■ **Aim of the exercise**:
Set down word for word each line from the start of the listing through the line that contains "are emitted in", both included.

■ **Study material**:
PR #293, opened 2022-02-23
Introduce an extension mechanism for TransformState

ftynse:
This mechanism allows one to attach arbitrary typed extension objects to
the TransformState object, shared by ops implementing the
TransformOpInterface. Thus transform ops may communicate more
information than available in the state.

Use this mechanism instead of manually creating tracking listeners in
the Linalg Transform dialect interpreter. The current use is slightly
awkward as it requires to add and remove an extension in order to ensure
it reflects the most recent state of the payload IR, but it already
avoids reconstructing the internal structure of the tracking listener
for every canonicalization/CSE/enabler transformation that run
consecutively. Further work should remove the need to remove the
extension by notifying it about changes to the state.

### DIFF
--- a/include/Dialects/LinalgTransform/TransformOpInterface.h
+++ b/include/Dialects/LinalgTransform/TransformOpInterface.h
@@ -46,9 +46,58 @@ public:
   /// the state accordingly.
   LogicalResult applyTransform(TransformOpInterface transform);
 
-  // FIXME: we shouldn't be exposing this as it allows for modification of the
-  // internal mapping state.
-  TransformOpMapping &getMapping() { return operations; }
+  /// The extension mechanism for TransformState. Extensions are expected to
+  /// derive this class and may use its methods to access the state. Extensions
+  /// are identified by their type and a state can only have one extension of
+  /// a particular type.
+  class Extension {
+  public:
+    // Out-of-line implementation to ensure vtable and metadata are emitted in
+    // a single .o file.
+    virtual ~Extension();
+
+  protected:
+    // FIXME: this provides direct write access to the state internals, replace
+    // with more transactional methods.
+    TransformOpMapping &getMapping(TransformState &state) {
+      return state.operations;
+    }
+  };
+
+  /// Adds a new extension of the type specifeid as template parameter,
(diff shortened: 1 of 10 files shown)


gysit (approved):

include/Dialects/LinalgTransform/TransformOpInterface.h
```diff
@@ -46,9 +46,50 @@ class TransformState {
...
+      return state.operations;
+    }
+  };
+
+  /// Adds a new extension of the type specifeid as template parameter,
+  /// constructing it with the arguments provided. The extension is owned by the
+  /// TransformState. It is expected that the state does not already have an
+  /// extension of the same type.
+  template <typename Ty, typename... Args>
+  std::enable_if_t<std::is_base_of<Extension, Ty>::value, Ty &>
```
nicolasvasilache, line 72: why do you need SFINAE here ?

include/Dialects/LinalgTransform/TransformOpInterface.h
```diff
@@ -64,6 +105,10 @@ class TransformState {
 
   /// The mapping between payload IR values and transform IR ops.
   TransformOpMapping operations;
+
+  /// Extensions attached to the TransformState, identified by the TypeID of
+  /// their type. Only one extension of any given type is allowed.
+  DenseMap<TypeID, std::unique_ptr<Extension>> extensions;
```
nicolasvasilache, line 111: I do not understand the need for this complexity, AFAIU `TypeID` is always `TypeID::get<TrackingState>`.

Is this premature generalization?

include/Dialects/LinalgTransform/TransformOpInterface.h
ftynse: replaced with static_assert

include/Dialects/LinalgTransform/TransformOpInterface.h
ftynse: The same as for having all the `functional::` stuff: separation of concerns and preparation for upstreaming.

PR #295, opened 2022-02-24
Add default attribute values to fix conv benchmarks.

hanhanW:
We're not able to run benchmarks if the default values are not added.
It's one of opdsl requrements.


gysit (approved):
Thanks a lot for fixing! I missed this when updating OpDSL.

gysit (approved):
Thanks a lot for fixing this!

■ **Solution**:
PR #293, opened 2022-02-23
Introduce an extension mechanism for TransformState

ftynse:
This mechanism allows one to attach arbitrary typed extension objects to
the TransformState object, shared by ops implementing the
TransformOpInterface. Thus transform ops may communicate more
information than available in the state.

Use this mechanism instead of manually creating tracking listeners in
the Linalg Transform dialect interpreter. The current use is slightly
awkward as it requires to add and remove an extension in order to ensure
it reflects the most recent state of the payload IR, but it already
avoids reconstructing the internal structure of the tracking listener
for every canonicalization/CSE/enabler transformation that run
consecutively. Further work should remove the need to remove the
extension by notifying it about changes to the state.

### DIFF
--- a/include/Dialects/LinalgTransform/TransformOpInterface.h
+++ b/include/Dialects/LinalgTransform/TransformOpInterface.h
@@ -46,9 +46,58 @@ public:
   /// the state accordingly.
   LogicalResult applyTransform(TransformOpInterface transform);
 
-  // FIXME: we shouldn't be exposing this as it allows for modification of the
-  // internal mapping state.
-  TransformOpMapping &getMapping() { return operations; }
+  /// The extension mechanism for TransformState. Extensions are expected to
+  /// derive this class and may use its methods to access the state. Extensions
+  /// are identified by their type and a state can only have one extension of
+  /// a particular type.
+  class Extension {
+  public:
+    // Out-of-line implementation to ensure vtable and metadata are emitted in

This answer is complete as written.